Some will disagree with me and that is perfectly fine:

I say run what you want from what year you want and just simply enjoy it!  Most people will never know the difference.  If you need a UP DDA40X Centennial diesel then by all means go get one, lol.

I have spent far too many years trying to do this era or that era of this or that railroad, became frustrated because I'm not a scratch builder, and when you really delve into it it becomes difficult to limit oneself to just one railroad or brief period of time...there is so much railroad and rolling stock variety...I have tried many many times to limit myself in that way, and it just didn't work.  There is no "perfect" railroad or period of time for me.

Except perhaps:  For Christmas of 1975 I bugged Dad for a Mantua Tyco Illinois Central or ICG orange and white diesel, and he got it for me, and I eventually acquired more, but also had lots of other tastes, too.

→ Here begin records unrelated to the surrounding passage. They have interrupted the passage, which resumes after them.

PR #974, opened 2020-11-10
Improve readability by using %maxLen{%m}{20} instead of %.-1000m

roesslerj:
Very small change that will improve the readability of the logging config.


hilmarf (approved):
what about `upload` service?

sorin-iovita (approved):

PR #1498, opened 2021-07-19
Fix/invalid certificate

alexmoroianu:


services/distribution/src/main/java/app/coronawarn/server/services/distribution/assembly/component/DigitalGreenCertificateStructureProvider.java
```diff
@@ -69,15 +70,19 @@ private DirectoryOnDisk constructArchiveToPublish(DigitalGreenCertificate dgcCon
...
-      ArchiveOnDisk archiveToPublish = new ArchiveOnDisk(dgcConfig.getValuesetsFileName());
-      archiveToPublish.addWritable(new FileOnDisk(EXPORT_BIN,
-          dgcToProtobufMapping.constructProtobufMapping().toByteArray()));
-      DirectoryOnDisk languageDirectory = new DirectoryOnDisk(currentLanguage.toLowerCase());
-      languageDirectory.addWritable(new DistributionArchiveSigningDecorator(
-          archiveToPublish, cryptoProvider, distributionServiceConfig));
-      dgcDirectory.addWritable(languageDirectory);
-      logger.info("Writing digital green certificate to {}/{}/{}.", dgcDirectory.getName(), languageDirectory.getName(),
-          archiveToPublish.getName());
+      try {
```
FelixRottler, line 73: Is the try/catch inside the for-loop on purpose?

services/distribution/src/main/java/app/coronawarn/server/services/distribution/assembly/component/DigitalGreenCertificateStructureProvider.java
```diff
@@ -98,13 +103,16 @@ private DirectoryOnDisk constructArchiveToPublish(DigitalGreenCertificate dgcCon
       onboardedCountries
           .addWritable(new FileOnDisk("export.bin", dgcToCborMapping.constructCborCountries()));
       logger.info("Onboarded countries archive has been added to the DGC distribution folder");
+
+      return Optional.of(new DistributionArchiveSigningDecorator(onboardedCountries, cryptoProvider,
```
FelixRottler, line 107: I see that `getOnboardedCountriesArchive().ifPresent(dgcDirectory::addWritable);` looks nice, but is there actually a benefit of wrapping this `Optional.of(new DistributionArchiveSigningDecorator(onboardedCountries, cryptoProvider,` in an Optional? The point of failure is `dgcToCborMapping.constructCborCountries()`, so I dont see the benefit here (codingwise) and I would maybe use a Consumer....Maybe we can discuss this :)

services/distribution/src/main/java/app/coronawarn/server/services/distribution/assembly/component/DigitalGreenCertificateStructureProvider.java
hilmarf: with this, at least there is a chance that some languages don't fail :-)

hilmarf (approved):

AliceBilc (approved):

PR #1515, opened 2021-07-30
encrypted checkins - Apple requirement

hilmarf:


common/persistence/src/main/java/app/coronawarn/server/common/persistence/service/TraceTimeIntervalWarningService.java
```diff
@@ -85,16 +91,49 @@ private int saveCheckins(List<CheckIn> checkins, Function<ByteString, byte[]> id
...
+          .saveDoNothingOnConflict(checkInProtectedReports.getLocationIdHash().toByteArray(),
+              checkInProtectedReports.getIv().toByteArray(),
+              checkInProtectedReports.getEncryptedCheckInRecord().toByteArray(),
+              submissionTimestamp);
+
+      if (checkInProtectedInsertedSuccessfully) {
+        numberOfCheckInProtectedReports++;
+      }
+    }
+    return numberOfCheckInProtectedReports;
```
hilmarf, line 113: should we raise an additional log message (WARN?) when the list.size() != numberOfCheckInProtectedReports

common/persistence/src/main/resources/db/specific/postgresql/V21__createTableForCheckInProtectedReports.sql
```diff
@@ -0,0 +1,13 @@
...
+    initialization_vector BYTEA NOT NULL,
+    encrypted_check_in_record BYTEA NOT NULL,
+    submission_timestamp BIGINT NOT NULL
+);
+
+GRANT INSERT ON TABLE check_in_protected_reports TO "cwa_submission";
+GRANT USAGE, SELECT ON SEQUENCE check_in_protected_reports_id_seq TO "cwa_submission";
+
+GRANT SELECT, DELETE ON TABLE check_in_protected_reports TO "cwa_distribution";
+GRANT USAGE, SELECT ON SEQUENCE check_in_protected_reports_id_seq TO "cwa_distribution";
```
hilmarf, line 13: does the distribution really use the `check_in_protected_reports_id_seq` sequence?

FelixRottler: Not sure, I will check it

common/persistence/src/main/java/app/coronawarn/server/common/persistence/service/TraceTimeIntervalWarningService.java
FelixRottler: I agree, but maybe only if number of unencrypted is greater than zero? @AliceBilc can you add this?

common/persistence/src/main/resources/db/specific/postgresql/V21__createTableForCheckInProtectedReports.sql
FelixRottler: Based on SELECT and DELETE it should not need the permissions right?

services/distribution/src/main/java/app/coronawarn/server/services/distribution/config/DistributionServiceConfig.java
```diff
@@ -227,6 +228,14 @@ public void setAndroidQrCodePosterTemplate(QrCodePosterTemplate androidQrCodePos
...
   }
 
+  public boolean isDeprecated() {
+    return isDeprecated;
+  }
+
+  public void setDeprecated(boolean deprecated) {
+    isDeprecated = deprecated;
+  }
+
```
hilmarf, line 238: what's this for?

services/distribution/src/test/java/app/coronawarn/server/services/distribution/assembly/tracewarnings/structure/directory/file/TraceTimeIntervalWarningExportFileTest.java
```diff
@@ -61,6 +61,7 @@ void fromTraceTimeIntervalWarningsShouldReturnNewInstance() throws Exception {
     byte[] checksum = Files.readAllBytes(outputFile.toPath().resolve(FILE_NAME_CHECKSUM));
     byte[] checksum2 = Files.readAllBytes(outputFile2.toPath().resolve(FILE_NAME_CHECKSUM));
 
+    //then
```
hilmarf, line 64: ?

FelixRottler: I see an assert statement after this comment. So I would close this comment

services/distribution/src/main/resources/application.yaml
```diff
@@ -113,8 +113,8 @@ services:
       bucket: ${STATISTICS_FILE_S3_BUCKET:obs-cwa-public-dev}
 
     app-features:
-      - label: reserved
-        value: ${reserved:1}
+      - label: unencrypted-checkins-enabled
+        value: ${EVREG_UNENCRYPTED_CHECKINS_ENABLED:0}
```
roesslerj, line 116: I think boolean (true/false) is easier to understand than 1/0 as is done in the submission yaml. Also decide for one.

roesslerj (dismissed):

services/distribution/src/main/resources/application.yaml
FelixRottler: @hilmarf  why do we have that? First time I see this this config and it is not used inside distribution.

hilmarf: it's the mobile app-feature toggle - becomes part of the mobile app-config, which is created by the distribution

FelixRottler: ok so that means there is nothing to do here right?

hilmarf: yes

FelixRottler (approved):

AliceBilc (approved):

PR #1526, opened 2021-08-10
ADD - audit logger for response body. dcc and dsc.

alexmoroianu:


services/distribution/src/main/java/app/coronawarn/server/services/distribution/dgc/client/ProdDigitalCovidCertificateClient.java
```diff
@@ -83,6 +85,9 @@ public ProdDigitalCovidCertificateClient(DigitalCovidCertificateFeignClient digi
     logger.debug("Get " + fetchEntityName + " from DCC");
     try {
       ResponseEntity<T> response = responseSupplier.get();
+
+      logger.info(fetchEntityName + "has been fetched and contains the following data: "
+          + stringifyObject(response.getBody()));
```
hilmarf, line 90: can this result again in an IOException (stream already closed) or something?

hilmarf:
@roesslerj - you know the log4j configs the best... is there any chance that we can specify another settings only for one or two special loggers?

@alexmoroianu - log4j2.xml limits the output to 100000 characters. Please double check, that the response payload 'normally' fits into that limit!

hilmarf (approved):

services/distribution/src/main/java/app/coronawarn/server/services/distribution/dgc/client/ProdDigitalCovidCertificateClient.java
alexmoroianu: yes, it can. I mean,  [Response execute(Request request, Options options)] only throws IOException. Even if the signature fails or any other reason. But I don't think it's possible to throw stream already closed anymore.

roesslerj:
@hilmarf: Yes, that's definitely possible. I will provide an example and get back to @alexmoroianu about that.

hilmarf (commented):
👍

roesslerj (approved):

PR #1533, opened 2021-08-17
Fix the wrong index file that is not recognised by CDN

roesslerj:
This is should already work... thanks to Felix ;-)

### DIFF
--- a/services/distribution/src/test/resources/application.yaml
+++ b/services/distribution/src/test/resources/application.yaml
@@ -8,7 +8,7 @@ logging:
 services:
   distribution:
     output-file-name: index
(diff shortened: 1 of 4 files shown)


ioangut (approved):

services/distribution/src/test/resources/application.yaml
```diff
@@ -8,7 +8,7 @@ logging:
 services:
   distribution:
     output-file-name: index
-    output-file-name-v2: index-v2
+    output-file-name-v2: index
```
ioangut, line 11: I think we can just get rid of this v2 env variable and use the normal one

PR #1535, opened 2021-08-17
fix: use correct length attributes for encrypted check in validation

FelixRottler:
- uses the correct length according to the spec https://github.com/corona-warn-app/cwa-app-tech-spec/pull/87/files#diff-b5b7febc8f64577750ae7bbe6cc6fc1aeffdec9d8b318556523861b1d82327e5R255


roesslerj (approved):
Can we have a test for that? Maybe create a ticket for creating a test?

AliceBilc (approved):

PR #1540, opened 2021-08-20
Added mac for encrypted checkins

AliceBilc:
## Checklist


common/persistence/src/main/resources/db/migration/V22_alterTableForCheckInProtectedReports.sql
```diff
@@ -0,0 +1 @@
+ALTER TABLE check_in_protected_reports ADD COLUMN mac BYTEA NOT NULL;
```
FelixRottler: This will be problem. All existing entries will have a null value but the constraint is not null.

FelixRottler (changes requested):
Also the length validation is missing for mac.
- the fix would be also a hotfix for 2.8

common/persistence/src/main/resources/db/migration/V22_alterTableForCheckInProtectedReports.sql
FelixRottler: Also I would rename this migration to reflect what changed about the table ( alterTableCheckInProtectedReportsAddMac or something like that

common/persistence/src/test/java/app/coronawarn/server/common/persistence/service/TraceTimeIntervalWarningServiceTest.java
```diff
@@ -181,9 +182,9 @@ void testSaveCheckInProtectedReports() {
   void testGetCheckInProtectedReports() {
```
FelixRottler, line 182: Feel like this test is at the wrong place. It is a test tracetimeintervalwarningSERVICE but you are testing the repository. So I would suggest adding a test for SERVICE layer there

AliceBilc: It seems to me that testSaveCheckInProtectedReports -> due to the fact that it checks the increased integer, it actually testing the service. I may be wrong, let's talk about it

FelixRottler: okay I agree, but then let's rename the test. Something like shouldReturnCheckInWithCorrectSubmissionOrder

mlenkeit:
Please keep in mind that this fix needs to go into 2.8

FelixRottler:
obsolete by other PR already merge on release/2.8

PR #1554, opened 2021-09-07
Feature/fix dcc it

roesslerj:
Missing UTF-* support is the reason this test sometimes failed ...

Given away by this String (when failing):
"desc": "Ne contient qu'un seul ??v??nement."
vs. this String (when passing):
"desc": "Ne contient qu'un seul évènement."


alexmoroianu (approved):

common/shared/src/main/java/app/coronawarn/server/common/shared/util/SecurityUtils.java
```diff
@@ -49,7 +49,11 @@ public static void ecdsaSignatureVerification(final byte[] encodedSignature, fin
     signatureVerification.update(content);
 
     if (!signatureVerification.verify(encodedSignature)) {
-      throw new SignatureException("Signature verification failed");
+      throw new SignatureException("Signature verification " + signatureVerification
```
FelixRottler, line 52: Maybe we want to use the algorithm instead of the object itself?

FelixRottler (changes requested):
When throwing signature exception, do we really want to include signatureVerification or is signatureVerification.getAlgorithm enough?

common/shared/src/main/java/app/coronawarn/server/common/shared/util/SecurityUtils.java
roesslerj: Good idea. Done :-)

FelixRottler (approved):

PR #1560, opened 2021-09-14
Booster notifications builder

alexmoroianu:


services/distribution/src/main/java/app/coronawarn/server/services/distribution/assembly/component/DigitalCertificatesStructureProvider.java
```diff
@@ -38,6 +45,7 @@
   public static final String DSCS = "dscs";
```
FelixRottler, line 45: I know it is not part of what you changed, but can we refactor also that name? What does it even mean?

PR #1574, opened 2021-10-04
Filter out unsupported card ids

ioangut:
## Checklist

## Description

Filter out unsupported card ids


services/distribution/src/main/java/app/coronawarn/server/services/distribution/statistics/StatisticsToProtobufMapping.java
```diff
@@ -155,18 +157,20 @@ private LocalDate effectiveDateStringToLocalDate(String effectiveDate) {
...
-            figureCardMap.put(id, Optional.of(card));
-          } catch (MissingPropertyException ex) {
-            logger.warn("[{}] {}", stat.getEffectiveDate(), ex.getMessage());
-          }
-        }
-      });
+      Arrays.stream(Cards.values()).map(card -> card.ordinal())
+          .filter(e -> getAllCardIdSequence().contains(e.intValue()))
+          .forEach(id -> {
+            if (figureCardMap.get(id).isEmpty()) {
```
mlenkeit, line 163: I think this does not reliably avoid NPEs for `figureCardMap.get(id).isEmpty()`. Technically, after the filter statement, there could still be a card id for which we forgot to put something into `figureCardMap`.

How about something like this:

```java
getAllCardIdSequence()
  .filter(id -> figureCardMap.has(id))
  .forEach(/*...*/)
```

We could also add a `warn` log in the filter statement if something is filtered out (or even error)

roesslerj (approved):

AliceBilc (approved):

PR #1609, opened 2021-11-18
Feature/remove unused code

roesslerj:
During working with the certificates for EFGS, I found some code that is obsolete and misleading. So rm.


roesslerj:
These parameters are actually used in some annotations.

PR #1630, opened 2021-12-09
Feature/app feature changes

roesslerj:
Contains two changes to the application.yaml as detailed here:
- Part 1: https://github.com/corona-warn-app/cwa-app-tech-spec/pull/145/files#diff-cb2505a644be1db6e9996aeca756a39fc510bdd5119eff62cc0e3d6a79046d02

- Part 2: https://github.com/corona-warn-app/cwa-app-tech-spec/pull/144/files#diff-cb2505a644be1db6e9996aeca756a39fc510bdd5119eff62cc0e3d6a79046d02

Has two separate commits...

### DIFF
--- a/services/distribution/src/main/resources/application.yaml
+++ b/services/distribution/src/main/resources/application.yaml
@@ -116,7 +116,7 @@ services:
       - label: unencrypted-checkins-enabled
         value: ${EVREG_UNENCRYPTED_CHECKINS_ENABLED:0}
       - label: validation-service-android-min-version-code
-        value: { $VALIDATION_SERVICE_ANDROID_MIN_VERSION_CODE:0 }
+        value: { $VALIDATION_SERVICE_ANDROID_MIN_VERSION_CODE:0}
       - label: validation-service-ios-min-version-major
         value: ${VALIDATION_SERVICE_IOS_MIN_VERSION_MAJOR:0}
       - label: validation-service-ios-min-version-minor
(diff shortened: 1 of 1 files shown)


AliceBilc (approved):

services/distribution/src/main/resources/application.yaml
```diff
@@ -115,6 +115,18 @@ services:
...
+      - label: validation-service-ios-min-version-major
+        value: ${VALIDATION_SERVICE_IOS_MIN_VERSION_MAJOR:0}
+      - label: validation-service-ios-min-version-minor
+        value: ${VALIDATION_SERVICE_IOS_MIN_VERSION_MINOR:0}
+      - label: validation-service-ios-min-version-patch
+        value: ${VALIDATION_SERVICE_IOS_MIN_VERSION_PATCH:0}
+      - label: dcc-person-count-max
+        value: ${DCC_PERSON_COUNT_MAX:20}
+      - label: dcc-person-warn-threshold
+        value: ${DCC_PERSON_WARN_THRESHOLD:10}
```
Ein-Tim, line 129: I'm getting the warning as soon as I'm trying to scan the certificates from more than 3 persons in the app. Has the threshold been lowered to 3 or is this a potential bug in the iOS implementation?

cc @dsarkar, If you could confirm that the threshold was lowered/not lowered, I will dig deeper and open an issue in the iOS repository.

dsarkar: @Ein-Tim I will check.

Issue #177, opened 2024-01-29
Readme.md link for CLA is broken


nettrino:
## Description

The CLA link in the Readme yields a 404

miki725:
duplicate of https://github.com/crashappsec/marketing-site/issues/201

PR #179, opened 2024-01-30
Update contributing link

nettrino:
## Issue

Fixes https://github.com/crashappsec/chalk/issues/177

### DIFF
--- a/README.md
+++ b/README.md
@@ -47,7 +47,7 @@ We are constantly learning about emerging use cases for Chalk, and are always in
 
 ## Making contributions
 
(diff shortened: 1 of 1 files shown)


miki725 (changes requested):
lets fix in the docs itself. that link was used across the org so chalk is not the only place where the link is broken now

miki725:
the deploy fo the docs site has failed which is why its not reflected yet

miki725:
```
➜ curl https://crashoverride.com/docs/other/contributing -Is | grep -i location
location: /docs/other/overview
```

link is working now

Issue #181, opened 2024-01-31
Nim imports could be clearer and more robust


ee7:
## Description

Nim imports in this repo tend to look like this:

https://github.com/crashappsec/chalk/blob/ae84275da429dcb3b5afcc5953318045340f96ee/src/util.nim#L11-L12

We can make this more readable and more robust.

## Result

I suggest using this style:

```Nim
import std/[tempfiles, osproc, posix, monotimes, parseutils]
import pkg/[nimutils/managedtmp]
import "."/[config, subscan]
```

## Dependencies

None.

PR #182, opened 2024-01-31
refactor: improve robustness and clarity of Nim imports

ee7:
- [x] Double-check the diff myself
- [x] Set as ready to review

## Issue

https://github.com/crashappsec/chalk/issues/181

## Description

There was no consistent style for Nim imports in this repo, but imports tended to be all grouped together. For example:

```nim
import std/tempfiles, osproc, posix, config, subscan, nimutils/managedtmp,
       std/monotimes, parseutils
```

I believe that the best practice is to write that like this:

```nim
import std/[tempfiles, osproc, posix, monotimes, parseutils]
import pkg/[nimutils/managedtmp]
import "."/[config, subscan]
```

Apply that style for imports across the codebase. To be specific:

1. First import any Nim standard library packages, and use the `std/` prefix.
2. Then import any external Nim package, and use the `pkg/` prefix.
3. Then import any repo-local module, using explicit paths, and use a common path prefix where possible.
4. Import only the necessary modules.

This improves:

- Maintainability and readability: it's faster for a chalk developer to understand the dependencies for a module. For example, it is helpful to immediately see which repo-local modules are imported.
- Robustness: if two modules have the same name, the one we're importing is explicit. For an example problem that can otherwise occur, see https://github.com/nim-lang/Nim/commit/2b1a671f1cbe4d3443537435ef0f0cddf928abbf.
- Consistency: newer Nim standard library modules can only be imported with the `std/` prefix, but there's no good reason to separate those from the other standard library imports at the import site.

This commit is also in line with the [Nim Manual's recommendations][nim-manual]:

>There are two pseudo directories:
>
>1. `std`: The `std` pseudo directory is the abstract location of Nim's standard library. For example, the syntax `import std / strutils` is used to unambiguously refer to the standard library's `strutils` module.
>2. `pkg`: The `pkg` pseudo directory is used to unambiguously refer to a Nimble package. However, for technical details that lie outside the scope of this document, its semantics are: *Use the search path to look for module name but ignore the standard library locations*. In other words, it is the opposite of `std`.
>
> It is recommended and preferred but not currently enforced that all stdlib module imports include the std/ "pseudo directory" as part of the import name.

See also these recent commits in the Nim compiler repo, which now also imports every stdlib module using the `std/` prefix:

- https://github.com/nim-lang/Nim/commit/e17237ce9dbf5410623e9d510217e7817bf4fd89
- https://github.com/nim-lang/Nim/commit/4d11d0619d11d8aecdaff998981efcd054de9760

Closes: https://github.com/crashappsec/chalk/issues/181

[nim-manual]: https://github.com/nim-lang/Nim/blob/v2.0.0/doc/manual.md#pseudo-importinclude-paths

## Testing

`git checkout` this PR's branch, then in the root directory of this repo, grep for `import` in Nim files:

```shell
git grep --break --heading --context 1 'import ' -- '*.nim' 
```

and check for consistency.

Sadly, I am not aware of an existing robust tool to lint Nim code for this style in CI.

Note that this PR is potentially a semantic change: it changes the order of imports, and import ordering can be meaningful in Nim.

For that reason, and to minimize the diff size, I deliberately did not alphabetize imports in this PR. I consider that less important, but still worthwhile, so I'll suggest doing that later.


viega:
While I won't stand in the way of doing this, I'm philosophically not aligned to the official recommendations:

1) In a world where language servers are ubiquitous, it's very easy to figure out how code interrelates across modules. People don't need to take on the extra mental burden just because Nim doesn't have a working LSP :)
2) Nim is particularly bad at requiring imports for functionality that should just be omnipresent, and uses some names that are not the most obvious.
3) In some cases, due to the fact that Nim can't deal well with cross-module dependencies, the order of imports turns out to matter (though I've mostly alleviated that once I figured out I can basically force C prototypes to solve the problem).
4) Generally, programmers have enough mental burden. They shouldn't have to worry about names of modules for really common stuff (and Nim has some module names I still can't remember after more than a year).

Note that we do have *some* code that runs at the top level, and thus the order of imports becomes semantically important.

Generally, I would prefer to stuff most of them as far down the dependency tree as possible and re-export, so that people don't have to worry about it. But often, in the moment, it's hard to know how things are going to evolve, and again, Nim is pretty intolerant here due to its poor cross-module dependency handling.

viega (dismissed):
It looks particularly odd to me to add quotes for imports. I get that it's available for cases where the file name isn't a valid identifier, but it's surprising / unfamiliar / irregular.

I'm generally fine with extra typing that improves clarity, but that is even more baffling than putting "std/" in front of things that a) don't need it and b) shouldn't have to have it even if the language did require it :)

viega:
> It's true that Nim has made deliberate design decisions to not optimize for "readability when the code is printed on paper", but I think it's still helpful to explicitly state what kind of module is imported: standard library, external dependency, or repo-local.

Sure, though again, most of the standard library type stuff in my view should be omnipresent and hidden.

> I might argue that the continued lack of solid Nim tooling is a reason to make things as clear as possible in the meantime :)

More people are going to look at the code than try to dig into it, and I think overwhelming numbers of imports tends to confuse and comes across as daunting, but that's a personal opinion for sure.

> > Nim is particularly bad at requiring imports for functionality that should just be omnipresent, and uses some names that are not the most obvious.
> 
> I guess it just depends on personal taste and background whether more built-ins makes things easier or harder? I'm OK with the amount that Nim has, but I'm used to it, and people have definitely argued for less.

I think in any world, basic operations around built-in data types should not need to be imported. That includes stuff across strutils, sequtils, unicode, etc. I also don't like having to import syntax, because you shouldn't have to know to do that (e.g., sugar). 

> I think the consensus was that the system module was big already (and it was bigger in the past), and that's particularly painful when we don't have incremental compilation yet. I imagine that compiling `system.nim` over and over again is a significant fraction of the world's total Nim compilation time.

Now all these years later the IC/ICG orange and white paint scheme and orange and grey paint scheme are both "readily" available for a brief period of time, along with suitable high quality prototype specific IC/ICG freight cars from Tangent and ExactRail.  Even the neighboring Illinois Terminal rolling stock is available (hot yellow covered hopper from Tangent).

I am basically recreating the railroad that I would have wanted to have in 1975, with the "correct" engines and rolling stock that I would have wanted to have back then, but that are available only finally, now.  I have other Tangent and ExactRail rolling stock from the 1970's up to about 1981, and I'm not switching eras or railroads anymore.  It's kinda like going home for Christmas. 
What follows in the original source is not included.